Exercise >> Return the records that follow, unchanged and complete.

Collected data
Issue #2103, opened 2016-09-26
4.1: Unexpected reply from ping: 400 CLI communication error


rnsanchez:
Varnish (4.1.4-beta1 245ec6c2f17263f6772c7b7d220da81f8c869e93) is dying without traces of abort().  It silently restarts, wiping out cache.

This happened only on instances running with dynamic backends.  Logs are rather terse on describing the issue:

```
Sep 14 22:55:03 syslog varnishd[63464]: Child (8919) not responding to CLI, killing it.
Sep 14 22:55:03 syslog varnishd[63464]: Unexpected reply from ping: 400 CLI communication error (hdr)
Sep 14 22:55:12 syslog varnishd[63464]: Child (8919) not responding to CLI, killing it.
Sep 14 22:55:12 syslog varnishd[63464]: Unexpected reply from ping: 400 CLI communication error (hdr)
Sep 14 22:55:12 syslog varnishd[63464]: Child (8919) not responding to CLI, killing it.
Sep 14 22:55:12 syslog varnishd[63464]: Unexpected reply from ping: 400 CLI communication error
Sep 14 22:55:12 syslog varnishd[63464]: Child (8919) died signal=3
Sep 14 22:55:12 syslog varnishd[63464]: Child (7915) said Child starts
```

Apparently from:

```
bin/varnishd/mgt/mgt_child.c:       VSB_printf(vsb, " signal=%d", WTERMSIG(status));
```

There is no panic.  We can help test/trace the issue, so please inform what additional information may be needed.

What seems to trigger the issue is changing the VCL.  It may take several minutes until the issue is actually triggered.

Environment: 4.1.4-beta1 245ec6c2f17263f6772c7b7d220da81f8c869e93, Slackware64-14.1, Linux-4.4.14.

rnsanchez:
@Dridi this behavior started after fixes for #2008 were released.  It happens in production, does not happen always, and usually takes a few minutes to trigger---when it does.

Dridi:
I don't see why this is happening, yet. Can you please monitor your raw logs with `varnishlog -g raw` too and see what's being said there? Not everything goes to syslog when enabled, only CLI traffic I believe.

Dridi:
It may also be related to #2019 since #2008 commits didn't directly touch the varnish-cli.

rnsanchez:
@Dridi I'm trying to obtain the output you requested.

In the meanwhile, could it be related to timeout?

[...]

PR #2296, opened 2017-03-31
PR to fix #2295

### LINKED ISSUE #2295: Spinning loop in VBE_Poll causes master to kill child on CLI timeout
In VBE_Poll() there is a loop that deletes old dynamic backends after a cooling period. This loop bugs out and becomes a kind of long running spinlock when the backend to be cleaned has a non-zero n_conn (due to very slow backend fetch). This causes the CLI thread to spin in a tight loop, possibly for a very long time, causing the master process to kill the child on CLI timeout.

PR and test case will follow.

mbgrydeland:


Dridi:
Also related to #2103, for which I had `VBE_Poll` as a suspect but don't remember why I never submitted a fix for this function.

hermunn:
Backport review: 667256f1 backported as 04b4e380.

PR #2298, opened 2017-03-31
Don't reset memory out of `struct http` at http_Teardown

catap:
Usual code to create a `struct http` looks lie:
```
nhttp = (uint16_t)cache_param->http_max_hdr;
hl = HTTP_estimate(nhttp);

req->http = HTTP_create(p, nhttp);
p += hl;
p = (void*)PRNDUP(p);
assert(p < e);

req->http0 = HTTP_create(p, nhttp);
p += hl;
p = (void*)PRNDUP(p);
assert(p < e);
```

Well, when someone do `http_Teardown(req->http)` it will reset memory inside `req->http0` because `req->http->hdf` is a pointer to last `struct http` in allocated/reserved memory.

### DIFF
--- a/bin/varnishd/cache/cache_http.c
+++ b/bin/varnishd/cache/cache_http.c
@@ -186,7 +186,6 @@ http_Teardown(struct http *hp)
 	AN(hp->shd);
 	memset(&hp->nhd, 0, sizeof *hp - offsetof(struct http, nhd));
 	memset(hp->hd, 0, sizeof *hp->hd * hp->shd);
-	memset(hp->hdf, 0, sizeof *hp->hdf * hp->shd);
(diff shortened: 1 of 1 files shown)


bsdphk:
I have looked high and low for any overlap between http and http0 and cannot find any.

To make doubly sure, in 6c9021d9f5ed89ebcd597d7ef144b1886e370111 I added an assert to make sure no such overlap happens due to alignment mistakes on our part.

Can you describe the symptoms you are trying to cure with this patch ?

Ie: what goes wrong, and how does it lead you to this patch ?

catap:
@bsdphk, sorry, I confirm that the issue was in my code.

Answer >>
Issue #2103, opened 2016-09-26
4.1: Unexpected reply from ping: 400 CLI communication error


rnsanchez:
Varnish (4.1.4-beta1 245ec6c2f17263f6772c7b7d220da81f8c869e93) is dying without traces of abort().  It silently restarts, wiping out cache.

This happened only on instances running with dynamic backends.  Logs are rather terse on describing the issue:

```
Sep 14 22:55:03 syslog varnishd[63464]: Child (8919) not responding to CLI, killing it.
Sep 14 22:55:03 syslog varnishd[63464]: Unexpected reply from ping: 400 CLI communication error (hdr)
Sep 14 22:55:12 syslog varnishd[63464]: Child (8919) not responding to CLI, killing it.
Sep 14 22:55:12 syslog varnishd[63464]: Unexpected reply from ping: 400 CLI communication error (hdr)
Sep 14 22:55:12 syslog varnishd[63464]: Child (8919) not responding to CLI, killing it.
Sep 14 22:55:12 syslog varnishd[63464]: Unexpected reply from ping: 400 CLI communication error
Sep 14 22:55:12 syslog varnishd[63464]: Child (8919) died signal=3
Sep 14 22:55:12 syslog varnishd[63464]: Child (7915) said Child starts
```

Apparently from:

```
bin/varnishd/mgt/mgt_child.c:       VSB_printf(vsb, " signal=%d", WTERMSIG(status));
```

There is no panic.  We can help test/trace the issue, so please inform what additional information may be needed.

What seems to trigger the issue is changing the VCL.  It may take several minutes until the issue is actually triggered.

Environment: 4.1.4-beta1 245ec6c2f17263f6772c7b7d220da81f8c869e93, Slackware64-14.1, Linux-4.4.14.

rnsanchez:
@Dridi this behavior started after fixes for #2008 were released.  It happens in production, does not happen always, and usually takes a few minutes to trigger---when it does.

Dridi:
I don't see why this is happening, yet. Can you please monitor your raw logs with `varnishlog -g raw` too and see what's being said there? Not everything goes to syslog when enabled, only CLI traffic I believe.

Dridi:
It may also be related to #2019 since #2008 commits didn't directly touch the varnish-cli.

rnsanchez:
@Dridi I'm trying to obtain the output you requested.

In the meanwhile, could it be related to timeout?

[...]

PR #2296, opened 2017-03-31
PR to fix #2295

### LINKED ISSUE #2295: Spinning loop in VBE_Poll causes master to kill child on CLI timeout
In VBE_Poll() there is a loop that deletes old dynamic backends after a cooling period. This loop bugs out and becomes a kind of long running spinlock when the backend to be cleaned has a non-zero n_conn (due to very slow backend fetch). This causes the CLI thread to spin in a tight loop, possibly for a very long time, causing the master process to kill the child on CLI timeout.

PR and test case will follow.

mbgrydeland:


Dridi:
Also related to #2103, for which I had `VBE_Poll` as a suspect but don't remember why I never submitted a fix for this function.

hermunn:
Backport review: 667256f1 backported as 04b4e380.

PR #2298, opened 2017-03-31
Don't reset memory out of `struct http` at http_Teardown

catap:
Usual code to create a `struct http` looks lie:
```
nhttp = (uint16_t)cache_param->http_max_hdr;
hl = HTTP_estimate(nhttp);

req->http = HTTP_create(p, nhttp);
p += hl;
p = (void*)PRNDUP(p);
assert(p < e);

req->http0 = HTTP_create(p, nhttp);
p += hl;
p = (void*)PRNDUP(p);
assert(p < e);
```

Well, when someone do `http_Teardown(req->http)` it will reset memory inside `req->http0` because `req->http->hdf` is a pointer to last `struct http` in allocated/reserved memory.

### DIFF
--- a/bin/varnishd/cache/cache_http.c
+++ b/bin/varnishd/cache/cache_http.c
@@ -186,7 +186,6 @@ http_Teardown(struct http *hp)
 	AN(hp->shd);
 	memset(&hp->nhd, 0, sizeof *hp - offsetof(struct http, nhd));
 	memset(hp->hd, 0, sizeof *hp->hd * hp->shd);
-	memset(hp->hdf, 0, sizeof *hp->hdf * hp->shd);
(diff shortened: 1 of 1 files shown)


bsdphk:
I have looked high and low for any overlap between http and http0 and cannot find any.

To make doubly sure, in 6c9021d9f5ed89ebcd597d7ef144b1886e370111 I added an assert to make sure no such overlap happens due to alignment mistakes on our part.

Can you describe the symptoms you are trying to cure with this patch ?

Ie: what goes wrong, and how does it lead you to this patch ?

catap:
@bsdphk, sorry, I confirm that the issue was in my code.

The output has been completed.